Last reviewed: December 14, 2008 ~4 min read

College Girls

Peril, Lynn. College Girls: Bluestockings, Sex Kittens, and Co-eds Then and Now. New York:

Norton 2007.

While going to college is more often than not considered more of a right than a privilege by high school graduates of both genders, and issues of attendance are mainly confined to questions of making the grade, or making tuition payments, the subtitle of Lynn Peril's 2007 sociological analysis College Girls: Bluestockings, Sex Kittens, and Co-eds Then and Now highlights that this was not always the case. Women had to first win the right to be taken seriously as educational material at all. Education was deemed to make women unmarriageable at best, or worst to be dangerous to the female body because of the ways it taxed feminine brains and perhaps even made women unable to have children. Education for women was either mocked or rendered inferior in quality to the education pursued by men, as women were forced to take classes in domestic science rather than the same subject as their brothers. When women's presence on campuses became more accepted, the 'bluestocking' image shifted slightly, as women on the campuses became sexualized, along with the culture of college in general. Education began to be seen as an enhancement to marriage, rather than a detriment -- provided that women studied the 'correct' subjects.

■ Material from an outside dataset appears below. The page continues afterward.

PR #2757, opened 2024-10-28
Added configuration for keycloak client scopes

rhysyngsun:

Part of https://github.com/mitodl/hq/issues/5559

The configuration that's currently in the code ends up causing Pulumi to create a secondary "profile" scope with a generated name (e.g. `profile-abf8e`) rather than modifying the current one. These changes:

Rather than studying, women were encouraged to make themselves beautiful and to pursue coveted 'MRS' degrees, even to drop out before completing their schooling if they married. The image conveyed by the media was and sometimes is that to be a woman and to be 'college material' on a level of a male is potentially dangerous to what is 'womanly' and either a woman must eschew learning, make learning secondary to being schooled in sexuality during her years of young adulthood, or at very least go about learning seriously in a womanly fashion about appropriately feminine subjects.

Media images are never cohesive, although sexuality and studiousness is always presented in conflict -- as if women must choose between having a body and a brain, but can never have both. Even today, the image of the over-sexualized college girl persists, in images of girls on 'spring break' who have 'gone wild,' to cheerleaders. Also, although they have dimmed so much, the question as to how to balance work and family life remains for women in a way that it does not for men, harkening back to the idea that women, unlike men, must choose between being either bodies or brains.